Google’s smartphone code is often described as ‘open’ or ‘free’ – but when examined by the Free Software Foundation, it starts to look like something different.
To what extent does Android respect the freedom of its users? For a computer user that values freedom, that is the most important question to ask about any software system.
In the free/libre software movement, we develop software that respects users’ freedom, so we and you can escape from software that doesn’t. By contrast, the idea of “open source” focuses on how to develop code; it is a different current of thought whose principal value is code quality rather than freedom. Thus, the concern here is not whether Android is “open”, but whether it allows users to be free.
Android is an operating system primarily for mobile phones, which consists of Linux (Torvalds’s kernel), some libraries, a Java platform and some applications. Linux aside, the software of Android versions 1 and 2 was mostly developed by Google; Google released it under the Apache 2.0 license, which is a lax free software license without copyleft.
The version of Linux included in Android is not entirely free software, since it contains non-free “binary blobs” (just like Torvalds’ version of Linux), some of which are really used in some Android devices. Android platforms use other non-free firmware, too, and non-free libraries. Aside from those, the source code of Android versions 1 and 2, as released by Google, is free software – but this code is insufficient to run the device. Some of the applications that generally come with Android are non-free, too.
Android is very different from the GNU/Linux operating system because it contains very little of GNU. Indeed, just about the only component in common between Android and GNU/Linux is Linux, the kernel. People who erroneously think “Linux” refers
to the entire GNU/Linux combination get tied in knots by these facts, and make paradoxical statements such as “Android contains Linux, but it isn’t Linux”. If we avoid starting from the confusion, the situation is simple: Android contains Linux, but not GNU; thus, Android and GNU/Linux are mostly different.

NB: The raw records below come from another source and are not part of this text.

PR #11027, opened 2026-03-24
TINY-14070: Prevent lists from detecting hosts too early.

HAFRMO:
Related Ticket: TINY-14070

Description of Changes:
The list detection would prematurely detect divs in a list-item as a list host rather than being in a list. Added a check that if it is in a list find said list, unless we're in a table inside of that list.

This issue seems to have existed for a while but was made easier to run into with the weakening of the forcedrootblock-check.

Pre-checks:
* [x] Changelog entry added

Review:
* [x] Milestone set

## Summary by CodeRabbit

* **Bug Fixes**
  * Fixed cases where certain combinations of divs inside lists caused unexpected behavior when disabling lists, improving list toggle reliability.

* **Tests**
  * Added browser tests validating cursor and range scenarios to ensure list items are correctly removed or preserved when lists are toggled.


modules/tinymce/src/core/main/ts/lists/lists/Selection.ts
```diff
@@ -62,10 +63,31 @@ const getClosestEditingHost = (editor: Editor, elm: Element): HTMLElement => {
 const isListHost = (schema: Schema, node: Node): boolean =>
   !NodeType.isListNode(node) && !NodeType.isListItemNode(node) && Arr.exists(listNames, (listName) => schema.isValidChild(node.nodeName, listName));
 
+const requireLiElementFirst = (parentBlocks: HTMLElement[]): boolean => {
+  for (let index = 0; index < parentBlocks.length; index++) {
```
spocke: Can be done with Arr.findMap to avoid the imperative loop.

modules/tinymce/src/core/main/ts/lists/lists/Selection.ts
```diff
@@ -62,10 +63,31 @@ const getClosestEditingHost = (editor: Editor, elm: Element): HTMLElement => {
...
+  return false;
+};
+
 const getClosestListHost = (editor: Editor, elm: Node, isCollapsed: boolean): HTMLElement => {
   const parentBlocks = editor.dom.getParents<HTMLElement>(elm, editor.dom.isBlock);
+  let foundListBlock = !requireLiElementFirst(parentBlocks);
   const isNotForcedRootBlock = (elm: HTMLElement) => elm.nodeName.toLowerCase() !== Options.getForcedRootBlock(editor);
-  const parentBlock = Arr.find(parentBlocks, (elm) => (!isCollapsed || isNotForcedRootBlock(elm)) && isListHost(editor.schema, elm));
+  const checkListRequirement = (element: HTMLElement) => {
+    foundListBlock = foundListBlock || isListItem(SugarElement.fromDom(element)) || isList(SugarElement.fromDom(element));
```
spocke: Why locally mutating this just use return here instead?

.changes/unreleased/tinymce-TINY-14070-2026-03-24.yaml
```diff
@@ -0,0 +1,6 @@
+project: tinymce
+kind: Improved
```
spocke: Isn't this a bug?

modules/tinymce/src/core/main/ts/lists/lists/Selection.ts
```diff
@@ -62,10 +63,31 @@ const getClosestEditingHost = (editor: Editor, elm: Element): HTMLElement => {
...
   !NodeType.isListNode(node) && !NodeType.isListItemNode(node) && Arr.exists(listNames, (listName) => schema.isValidChild(node.nodeName, listName));
 
+const requireLiElementFirst = (parentBlocks: HTMLElement[]): boolean => {
+  for (let index = 0; index < parentBlocks.length; index++) {
+    const element = parentBlocks[index];
+    if (isListItem(SugarElement.fromDom(element))) {
+      return true;
+    }
+
+    if (NodeType.isTableCellNode(element)) {
```
spocke, line 72: The tests has nothing with tables in them is this covered by some other test?

spocke (approved):

modules/tinymce/src/core/main/ts/lists/lists/Selection.ts
HAFRMO: Because if you had the setup `list -> table -> cursor` it'd go out of the table, which was detected by already existing tests.

modules/tinymce/src/core/main/ts/lists/lists/Selection.ts
HAFRMO: Because once we have found the list any subsequent entries should be considered valid ( for this particular check ) so we need to remember that.

modules/tinymce/src/core/main/ts/lists/lists/Selection.ts
```diff
@@ -62,10 +63,32 @@ const getClosestEditingHost = (editor: Editor, elm: Element): HTMLElement => {
...
+      return Optional.some(false);
+    }
+
+    return Optional.none();
+  });
+
+  return result.getOr(false);
+};
```
lorenzo-pomili, line 80:
```suggestion
const requireLiElementFirst = (parentBlocks: HTMLElement[]): boolean => 
  Arr.exists(parentBlocks, (element) => isListItem(SugarElement.fromDom(element)));
```

maybe I'm missing something but this couldn't be wrote in this form?

lorenzo-pomili (approved):

modules/tinymce/src/core/main/ts/lists/lists/Selection.ts
HAFRMO: No, that causes trouble when dealing with tables, unfortunately ( I also thought I could do that one at first ). Basically what we want to find is 'is there a list item as a parent, unless we're in a table in that list element'.
So if we have something like `div > list` or `div > list > div > div > div` we want to find the list element, but if it is `div > list > table > div` we don't want to.

modules/tinymce/src/core/main/ts/lists/lists/Selection.ts
TheSpyder: Can you at least make it a bit more explicit, instead of a one liner. Something like

```
if (Type.isUndefined(foundListBlock)) {
// set foundListBlock
}
return foundListBlock
```

TheSpyder (approved):

PR #11035, opened 2026-03-26
TINY-14140: Update release libs script to handle updating private module dependencies

ltrouton:
Related Ticket: TINY-14140

Description of Changes:

After running `release-libs.sh` to bump library versions, `yarn` fails in the workspace. The cause is that **tinymce's** `package.json` **dependency ranges are not updated to reflect the new library versions.** For example, if `@ephox/agar` is bumped from `9.x` to `10.0.0`, tinymce's `package.json` still declares `"@ephox/agar": "^9.0.0"`. In a yarn workspace, `10.0.0` does not satisfy `^9.0.0`, so yarn cannot resolve the dependency and fails. This is because we have `private: false` set in for the version section in our lerna.json

**Pre-April 2024:** lerna.json had no `private: false`. When `yarn lerna version` ran, it included all packages - including tinymce.

**April 2024 (**TINY-10602 **\- "Cleaning up tech debt"):** `private: false` was added to lerna.json's `command.version` section to "Disable lerna version on TinyMCE". However, it has an unintended consequence: `private: false` maps to lerna's `--no-private` CLI flag, which **excludes private packages entirely** - not just from versioning, but from all processing including dependency range updates.

Since we want to keep `private: false` so we don't bump and tag the private modules, I have added a  cript that updates the private modules dependencies section to be correct. What the script does can be see here: https://github.com/tinymce/tinymce/commit/89dff305c002fa38b69d8ad158dcf54e89593cee. I have also tested against the premium branch with the version updates to ensure nothing breaks

Worth noting that this problem would be **entirely eliminated** by migrating from Yarn Classic (v1) to a package manager that supports the `workspace:` protocol: Yarn Berry (v2+), pnpm, or Bun.

After merging this, I should have everything in order to version and tag the libraries for the release.

Pre-checks:

- [x] Changelog entry added

Review:

- [x] Milestone set


ltrouton:
* **#11035** <a href="https://app.graphite.com/github/pr/tinymce/tinymce/11035?utm_source=stack-comment-icon" target="_blank">Graphite</a> 👈 <a href="https://app.graphite.com/github/pr/tinymce/tinymce/11035?utm_source=stack-comment-view-in-graphite" target="_blank">(View in Graphite)</a>
* `release/8`


<h2></h2>

bin/update-private-deps.sh
spocke, line 1: When bash scripts start becoming this complex one should consider using typescript. Benefits that you can do way more complex things in TS more easily, you have proper type checking, it's a proper language etc etc. Maybe when we switch to bun we can more easily write these types of things in TS instead.

spocke (approved):

bin/update-private-deps.sh
ltrouton: Agreed. A little while a go I created a tech debt ticket to convert some of our shell scripts to typescript. [https://ephocks.atlassian.net/browse/TINY-13966](https://ephocks.atlassian.net/browse/TINY-13966)

I think `zx` could be a good tool to use as well the helps with scripting with typescript

kimwoodfield (approved):

shanmen-tiny (approved):

PR #11041, opened 2026-03-27
TINY-14072: Tooltip overflow detection

HAFRMO:
Related Ticket: TINY-14072

Description of Changes:
Check if the content of the tooltip trigger is overflowing. Only if it is show the tooltip, given the right setting ( defaults to always showing )

Pre-checks:
* [x] Changelog entry added

Review:
* [x] Milestone set

## Summary by CodeRabbit

* **New Features**
  * Added optional showCondition for tooltip triggers with values "always" (default) and "overflow" to control when tooltip content is rendered; triggers now detect overflow and avoid attaching interactive handlers when rendering is suppressed.

* **Documentation**
  * Storybook updated with new args and an "OverflowingTooltip" example demonstrating overflow-driven tooltip behavior.

* **Chores**
  * Added unreleased changelog entry documenting the change.


modules/oxide-components/src/main/ts/components/tooltip/Tooltip.tsx
```diff
@@ -1,31 +1,72 @@
...
+  setRenderComponents: Fun.noop,
   contentRef: { current: null },
   triggerRef: { current: null },
 };
 
 const TooltipContext = createContext<TooltipState>(defaultState);
 
-interface TriggerInternalProps extends PropsWithChildren<HTMLAttributes<HTMLElement>> {}
+interface TriggerSpecificProps {
+  readonly showCondition?: 'always' | 'overflow';
```
hamza0867, line 16: 1 . This should rather be a Root level prop, not a Trigger prop.   
2\. It should also be a public prop not an internal prop

modules/oxide-components/src/main/ts/components/tooltip/Tooltip.tsx
```diff
@@ -1,31 +1,72 @@
...
+interface TriggerInternalProps extends PropsWithChildren<HTMLAttributes<HTMLElement>>, TriggerSpecificProps { }
+
+const TriggerImpl = forwardRef<HTMLElement, TriggerInternalProps>(({ children, showCondition, ...props }, ref) => {
+  const { renderComponents, setIsOpen, triggerRef, setRenderComponents } = useContext(TooltipContext);
+
+  const shouldRender = () => {
+    if (showCondition === 'overflow') {
+      const trigger = triggerRef.current;
+
+      return !!(trigger && (trigger.offsetHeight < trigger.scrollHeight || trigger.offsetWidth < trigger.scrollWidth));
```
hamza0867: We should have a separate function that takes a DOM element and returns if the text content overflows. Also shouldn't we only compare the widths ? The height is not taken into when deciding if text overflows and will need an ellipsis as far as I can tell (keep in mind, we are not using the line-clamp property).

modules/oxide-components/src/main/ts/components/tooltip/Tooltip.tsx
```diff
@@ -1,31 +1,72 @@
...
+      }
+      setRenderComponents(rerender);
+    };
+
+    window.addEventListener('resize', handleResize);
+
+    return () => {
+      window.removeEventListener('resize', handleResize);
+    };
+  });
```
hamza0867: We need dependency array for these effects, we don't want to run this all the time

modules/oxide-components/src/main/ts/components/tooltip/Tooltip.stories.tsx
```diff
@@ -15,8 +15,8 @@ const meta = {
   title: 'components/Tooltip',
   component: (props) =>
     <Tooltip.Root>
-      <Tooltip.Trigger>
-        <div title='hover' style={{ border: '1px solid #000' }}>Hover Me</div>
+      <Tooltip.Trigger showCondition={props.alwaysShow ? 'always' : 'overflow'}>
+        <div title='hover' style={{ border: '1px solid #000', maxWidth: '200px', maxHeight: '200px', overflow: 'hidden' }}>{props.oversizeContent ? 'Hover Me, but Big'.repeat(50) : 'Hover Me'}</div>
```
hamza0867: That's not really what we want to do ? We really want to detect if the `text-overflow: ellipsis` rule will be triggered, not the `overflow: hidden` rule.

hamza0867 (changes requested):
On top of the comments I left, we are also missing tests. Please add tests.

modules/oxide-components/src/main/ts/components/tooltip/Tooltip.tsx
HAFRMO: I was under the impression that effects only run once per element if they don't have dependency arrays, rather than run every time?

hamza0867: https://react.dev/reference/react/useEffect#useeffect

modules/oxide-components/src/main/ts/components/tooltip/Tooltip.tsx
```diff
@@ -1,31 +1,73 @@
...
 
 const TriggerImpl = forwardRef<HTMLElement, TriggerInternalProps>(({ children, ...props }, ref) => {
-  const { setIsOpen, triggerRef } = useContext(TooltipContext);
+  const { renderComponents, setIsOpen, showCondition, triggerRef, setRenderComponents } = useContext(TooltipContext);
+
+  const shouldRender = () => {
+    if (showCondition === 'overflow') {
+      const trigger = triggerRef.current;
+
+      return !!(trigger && isOverflowing(trigger));
```
spocke: Use `Type.isNonNullable` here instead of !!.

modules/oxide-components/src/main/ts/components/tooltip/Tooltip.tsx
spocke: Why wasn't this a lint failure?

modules/oxide-components/src/main/ts/components/tooltip/Tooltip.tsx
```diff
@@ -148,9 +203,14 @@ const Content = forwardRef<HTMLDivElement, ContentProps>(({ text }, ref) => {
   );
 });
 
-const Root: FC<PropsWithChildren> = ({ children }) => {
+interface RootProps extends PropsWithChildren {
```
spocke: Type should be at top of file ideally.

modules/oxide-components/src/main/ts/components/tooltip/Tooltip.tsx
HAFRMO: Ah, I mixed up 'no array' and 'empty array', thank you for correcting it.

modules/oxide-components/src/main/ts/components/tooltip/Tooltip.tsx
```diff
@@ -1,35 +1,81 @@
...
+
+      return Type.isNonNullable(trigger) && isOverflowing(trigger);
+    }
+
+    return true;
+  };
+
+  useLayoutEffect(() => {
+    const rerender = shouldRender();
+    if (renderComponents === rerender) {
```
hamza0867: Are these booleans ? They don't look like it from their names

HAFRMO: Yes, they are. And what would you prefer in terms of naming?

hamza0867: `@coderabbitai` what do you suggest ?

.changes/unreleased/tinymce-TINY-14072-2026-03-18.yaml
hamza0867, line 1: Are you sure we need this file ? This library is not released and the change is not reflected in the tiny project. I don’t think we need to have a changelog. What do you think @spocke ?

spocke: The changelog should go into the premium repo if it only affects the ai plugin. Also it should be more general that this, these properties are not options for the editor it would make no sense to anyone outside the company consuming this changelog.

The changelogs on the product parts is not for us it's for the integrators. The changelogs on libraries are for us internally and can have this level of detail. We don't have a changelog for oxide-components not sure we need one to be honest since it's not consumed outside the monorepo.

So please remove this and make a separate PR with just the change that the user would see for the `tinymceai` plugin in the premium repo.

modules/oxide-components/src/main/ts/components/tooltip/Tooltip.tsx
```diff
@@ -1,19 +1,87 @@
...
+  delayForHide: 100,
+  setIsOpen: Fun.noop,
+  showCondition: 'always',
+  setRenderComponents: Fun.noop,
+  contentRef: { current: null },
+  triggerRef: { current: null },
+  popupAnchor: '--tooltip-anchor' // this is wrong, but I don't have time to rewrite context today
+};
+
+const TooltipContext = createContext<TooltipState>(defaultState);
```
hamza0867: Why did you move this from the context file ?

HAFRMO: Didn't move in from there, it was here initially and then a merge returned them. Moved them back out.

spocke (approved):

spocke:
This would need a separate AI changelog PR to explain what the new behavior is here.

hamza0867 (approved):

modules/oxide-components/src/main/ts/components/tooltip/internals/Context.tsx
```diff
@@ -2,11 +2,14 @@ import { createContext, useContext } from 'react';
 
 export interface TooltipState {
   readonly isOpen: boolean;
+  readonly shouldRenderComponents: boolean;
```
hamza0867, line 5: I wouldn't call this a state. This might be part of the context but not the state

modules/oxide-components/src/main/ts/components/tooltip/internals/Context.tsx
```diff
@@ -2,11 +2,14 @@ import { createContext, useContext } from 'react';
...
   readonly delayForShow: number;
   readonly delayForHide: number;
   readonly setIsOpen: (isOpen: boolean) => void;
+  readonly setRenderComponents: (isOpen: boolean) => void;
```
hamza0867, line 9: Same for these two

modules/oxide-components/src/main/ts/components/tooltip/internals/Context.tsx
HAFRMO: So where do you want to put it? This is what the context consists of.

hamza0867: I would say we should then rename the interface to reflect this meaning from State to Context

modules/oxide-components/src/main/ts/components/tooltip/Tooltip.tsx
```diff
@@ -1,19 +1,72 @@
...
 
 import { useTooltip, TooltipContext } from './internals/Context';
 
-interface TriggerInternalProps extends PropsWithChildren<HTMLAttributes<HTMLElement>> {}
+interface RootProps extends PropsWithChildren {
+  readonly showCondition?: 'always' | 'overflow';
+}
+
+interface TriggerProps {
+  readonly checkChildren?: boolean;
```
hamza0867, line 20: I don't think this is needed. At least it should be true by default.

PR #11042, opened 2026-03-27
TINY-14149: Prevent deleting the editor body.

HAFRMO:
Related Ticket: TINY-14149

Description of Changes:
Some situations could accidentally delete the whole body for the editor.

Pre-checks:
* [x] Changelog entry added

Review:
* [x] Milestone set

## Bug Fixes
- Fixed an issue where certain selections would delete the editor body, preventing normal editor operations.

### DIFF
--- a/modules/tinymce/src/core/main/ts/delete/DeleteElement.ts
+++ b/modules/tinymce/src/core/main/ts/delete/DeleteElement.ts
@@ -142,10 +142,8 @@ const deleteElement = (
 ): void => {
   // Existing delete logic
   const afterDeletePos = findCaretPosOutsideElmAfterDelete(forward, editor.getBody(), elm.dom);
-
-  const isOutside = NodeType.matchNodeNames([ 'body', 'html' ])(elm.dom);
   const parentBlock = PredicateFind.ancestor(elm, Fun.curry(isBlock, editor), eqRawNode(editor.getBody()));
-  const normalizedAfterDeletePos = (isOutside ? Traverse.firstChild(elm) : Optional.from(elm)).bind((child) => deleteNormalized(child, afterDeletePos, editor.schema, isInlineElement(editor, elm)));
+  const normalizedAfterDeletePos = deleteNormalized(elm, afterDeletePos, editor.schema, isInlineElement(editor, elm));
 
   if (editor.dom.isEmpty(editor.getBody())) {
     editor.setContent('');
--- a/modules/tinymce/src/core/main/ts/delete/DeleteElement.ts
+++ b/modules/tinymce/src/core/main/ts/delete/DeleteElement.ts
@@ -142,8 +142,10 @@ const deleteElement = (
 ): void => {
   // Existing delete logic
   const afterDeletePos = findCaretPosOutsideElmAfterDelete(forward, editor.getBody(), elm.dom);
+
+  const isOutside = NodeType.matchNodeNames([ 'body', 'html' ])(elm.dom);
   const parentBlock = PredicateFind.ancestor(elm, Fun.curry(isBlock, editor), eqRawNode(editor.getBody()));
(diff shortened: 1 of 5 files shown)


modules/tinymce/src/core/main/ts/delete/DeleteElement.ts
```diff
@@ -142,8 +142,10 @@ const deleteElement = (
 ): void => {
   // Existing delete logic
   const afterDeletePos = findCaretPosOutsideElmAfterDelete(forward, editor.getBody(), elm.dom);
+
+  const isOutside = NodeType.matchNodeNames([ 'body', 'html' ])(elm.dom);
   const parentBlock = PredicateFind.ancestor(elm, Fun.curry(isBlock, editor), eqRawNode(editor.getBody()));
-  const normalizedAfterDeletePos = deleteNormalized(elm, afterDeletePos, editor.schema, isInlineElement(editor, elm));
+  const normalizedAfterDeletePos = (isOutside ? Traverse.firstChild(elm) : Optional.from(elm)).bind((child) => deleteNormalized(child, afterDeletePos, editor.schema, isInlineElement(editor, elm)));
```
spocke: I don't think this code is correct or even needed to change. So please revert.

modules/tinymce/src/core/test/ts/browser/delete/DeleteElementTest.ts
```diff
@@ -239,4 +239,16 @@ describe('browser.tinymce.core.delete.DeleteElementTest', () => {
...
   });
+
+  it('TINY-14149: Delete when the body is selected', () => {
+    const editor: Editor = hook.editor();
+    editor.setContent('<table><tbody><tr><td>Test</td></tr></tbody></table><p></p><p>Content</p>');
+    const range = editor.getDoc().createRange();
+    range.setStart(editor.getBody(), 0);
+    range.setEnd(editor.getBody(), 1);
+    editor.selection.setRng(range);
+    deleteElementPath(editor, false, [ ]);
```
spocke: This path is not correct it should be [ 0 ] if you are to delete the table. Also not sure that this test is even needed since the bug is in SelectedHTMLElementDelete the bug is that we get the parent element when we delete not the selected element and that fix is correct.

spocke (changes requested):

modules/tinymce/src/core/main/ts/delete/DeleteElement.ts
HAFRMO: This code is to ensure that even if we are given the body as an item to delete we don't do that. And it works as intended, as far as I could tell? What did I get wrong?

modules/tinymce/src/core/test/ts/browser/delete/DeleteElementTest.ts
HAFRMO: This is a test to make sure that even if we are given the body as a subject, as the SelectedHTMLElementDelete did do, we don't delete it.

modules/tinymce/src/core/main/ts/delete/DeleteElement.ts
spocke: We should never call it with the body that is the bug and already fixed in the other module. The test is testing a scenario that will never happen.

modules/tinymce/src/core/test/ts/browser/delete/DeleteElementTest.ts
spocke: But you fixed that bug so this will never happen now.

HAFRMO: Yes, but I thought it'd be good to add the check there too, to prevent any other delete-element from accidentally doing the same thing. But if you think that's not needed I can remove it.

spocke (approved):

hamza0867 (approved):

PR #11054, opened 2026-04-02
TINY-9655: Prevent valid iframe, script, and style elements from being removed by DomPurify

MitchC1999:
Related Ticket: [TINY-9655](https://ephocks.atlassian.net/browse/TINY-9655)

Description of Changes:
* Script and style elements would incorrectly be removed by DomPurify when considered valid in the schema.
* Iframe elements with children would incorrectly be removed by DomPurify.
* Reimplement https://github.com/tinymce/tinymce/pull/10950
* Which was reverted in https://github.com/tinymce/tinymce/pull/11038
* Remove `sanitize: false` from tests which were updated when the last dompurify patch was removed
  * One test would now fail from missing the `allow_html_in_comments` option which is only applicable when sanitize is true

Pre-checks:
* [x] Changelog entry added

Review:
* [x] Milestone set

[TINY-9655]: https://ephocks.atlassian.net/browse/TINY-9655?atlOrigin=eyJpIjoiNWRkNTljNzYxNjVmNDY3MDlhMDU5Y2ZhYzA5YTRkZjUiLCJwIjoiZ2l0aHViLWNvbS1KU1cifQ


modules/tinymce/src/core/main/ts/html/Sanitization.ts
```diff
@@ -55,6 +56,20 @@ const processNode = (node: Node, settings: DomParserSettings, schema: Schema, sc
...
+    // TINY-9655: Preserve the content of script tags if they are valid elements in the schema
+    const shouldKeepContent = ElementType.isScript(element) && schema.isValid('script');
+    if (shouldKeepContent) {
+      Optional.from(TextContent.get(element)).each((content) => Attribute.set(element, 'data-mce-tmp', content));
+    }
+
+    // TINY-9655: Clear innerHTML of script and iframe tags to prevent DOMPurify from removing them entirely
+    const shouldClearContent = ElementType.isIframe(element) && schema.isValid('iframe');
+    if (shouldKeepContent || shouldClearContent) {
+      Html.set(element, '');
```
spocke: Maybe we should use `Remove.empty` here to capture intent but this is fine as well.

modules/tinymce/src/core/main/ts/html/Sanitization.ts
```diff
@@ -168,6 +183,18 @@ const filterAttributes = (ele: Element, settings: DomParserSettings, schema: Sch
   }
 };
 
+const restoreValidContent = (node: Node) => {
+  // Construct the sugar element wrapper
+  const element = SugarElement.fromDom(node) as SugarElement<Element>;
+
+  if (ElementType.isScript(element)) {
+    Optional.from(Attribute.get(element, 'data-mce-tmp')).each((content) => {
```
spocke: There is a `Attribute.getOpt` bummer that there isn't a `TextContent.getOpt`.

modules/tinymce/src/core/test/ts/browser/dom/SerializerTest.ts
```diff
@@ -434,231 +410,256 @@ describe('browser.tinymce.core.dom.SerializerTest', () => {
     );
   });
 
+  it('Whitespace preserve in pre', () => {
```
spocke: Why was these tests moved?

modules/tinymce/src/core/test/ts/browser/html/SanitizationTest.ts
```diff
@@ -19,7 +19,7 @@ describe('browser.tinymce.core.html.SanitizationTest', () => {
 
     it('Sanitize iframe HTML', () => testHtmlSanitizer({
```
spocke, line 20: Could we add a iframe case here as well where it had content so we are not just using the one in the media plugin if we ever rewrite that plugin. I see there is one for the secuirty issue just a test that has a iframe with say some text in it as a separate test with some valid HTML in it would cover normal use.

spocke (approved):

modules/tinymce/src/core/test/ts/browser/dom/SerializerTest.ts
MitchC1999: Unintentional

kimwoodfield (approved):

PR #11056, opened 2026-04-02
TINY-13938: manage data uri with BOM

lorenzo-pomili:
Related Ticket: TINY-13938

Description of Changes:
the problem was that the string here was prefixed with `%EF%BB%BF` which is Byte order mark ([MDN](https://developer.mozilla.org/en-US/docs/Web/JavaScript/Reference/Lexical_grammar), [Wikipedia](https://en.wikipedia.org/wiki/Byte_order_mark)), since this seems something that is put only as prefix I checked only if there is at the start of the string

Pre-checks:
* [x] Changelog entry added

Review:
* [x] Milestone set

## Summary by CodeRabbit

* **Bug Fixes**
  * Fixed errors when processing Data URIs containing non‑Latin1 characters (including UTF‑8 BOM).
* **Tests**
  * Added tests verifying safe handling of Data URIs with BOM and other non‑Latin1 characters.
* **Changelog**
  * Added an unreleased changelog entry recording the fix (TINY-13938).


modules/tinymce/src/core/main/ts/file/BlobCacheUtils.ts
```diff
@@ -10,12 +10,15 @@ const uniqueId = (prefix?: string): string => {
   return (prefix || 'blobid') + (count++);
 };
 
-const processDataUri = (dataUri: string, base64Only: boolean, generateBlobInfo: (base64: string, type: string) => Optional<BlobInfo>): Optional<BlobInfo> => {
+const withoutByteOrderMark = (str: string) =>
```
spocke: I think we should look into using the text encoder API here so that we can get handle higher byte ranges maybe the text encoder API also handles any BOM characters. Could we investigate that, I added another case that fails to the ticket.

lorenzo-pomili: changed

modules/tinymce/src/core/main/ts/file/BlobCacheUtils.ts
```diff
@@ -10,12 +10,14 @@ const uniqueId = (prefix?: string): string => {
   return (prefix || 'blobid') + (count++);
 };
 
-const processDataUri = (dataUri: string, base64Only: boolean, generateBlobInfo: (base64: string, type: string) => Optional<BlobInfo>): Optional<BlobInfo> => {
+const withoutByteOrderMark = (str: string): string => String.fromCharCode(...(new window.TextEncoder().encode(str)));
```
spocke: I'm not sure about this spreading arguments like that might be breaking JS runtimes even. Maybe we need to loop here.

modules/tinymce/src/core/test/ts/atomic/file/BlobCacheUtilsTest.ts
```diff
@@ -0,0 +1,15 @@
...
+
+import { processDataUri } from 'tinymce/core/file/BlobCacheUtils';
+
+describe('atomic.tinymce.core.file.BlobCacheUtilsTest', () => {
+  it('TINY-13938: processDataUri should not throw error with URIs with Byte Order Mark (BOM)', () => {
+    assert.doesNotThrow(() => processDataUri('data:image/svg+xml,%EF%BB%BF%3Csvg', false, Fun.constant(Optional.none())));
+  });
+
+  it('TINY-13938: processDataUri should not throw error with URIs with not Latin1 characters', () => {
+    assert.doesNotThrow(() => processDataUri('data:image/svg+xml,%EF%BB%BF%3Csvg犬', false, Fun.constant(Optional.none())));
```
spocke: Could we also assert the output data that this produces so that this doesn't break things in unexpected ways.

modules/tinymce/src/core/main/ts/file/BlobCacheUtils.ts
spocke: This does more than just remove the BOM so maybe call it `utf8Encode` or something.

spocke (approved):

.changes/unreleased/tinymce-TINY-13938-2026-04-02.yaml
```diff
@@ -0,0 +1,6 @@
+project: tinymce
+kind: Fixed
+body: URIs prefixed with BOM were returning an error.
```
spocke: We need to update this maybe mention that URIs with non ascii range characters was throwing an error.

spocke (approved):

modules/tinymce/src/core/main/ts/file/BlobCacheUtils.ts
lorenzo-pomili: changed to `Arr.foldl` and renamed to `utf8Encode`

.changes/unreleased/tinymce-TINY-13938-2026-04-02.yaml
lorenzo-pomili: changed

modules/tinymce/src/core/test/ts/atomic/file/BlobCacheUtilsTest.ts
lorenzo-pomili: added the assertion

modules/tinymce/src/core/test/ts/atomic/file/BlobCacheUtilsTest.ts
```diff
@@ -0,0 +1,15 @@
...
+  });
```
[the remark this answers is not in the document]
lorenzo-pomili: changed have a check

HAFRMO (approved):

(Within Android, Linux the kernel remains a separate program, with its source code under GNU GPL version 2. To combine Linux with code under the Apache 2.0 license would be copyright infringement, since GPL version 2 and Apache 2.0 are incompatible. Rumours that Google has somehow converted Linux to the Apache license are erroneous; Google has no power to change the licence on the code of Linux, and did not try. If the authors of Linux allowed its use under GPL version 3, then that code could be combined with Apache-licensed code, and the combination could be released under GPL version 3. But Linux has not been released that way.)
Google has complied with the requirements of the GNU General Public License for Linux, but the Apache license on the rest of Android does not require source release. Google has said it will never publish the source code of Android 3.0 (aside from Linux), even though executables have been released to the public. Android 3.1 source code is also being withheld. Thus, Android 3, apart from Linux, is non-free software, pure and simple.
Google said it withheld the 3.0 source code because it was buggy, and that people should wait for the next release. That may be good advice for people who simply want to run the Android system, but the users should be the ones to decide this.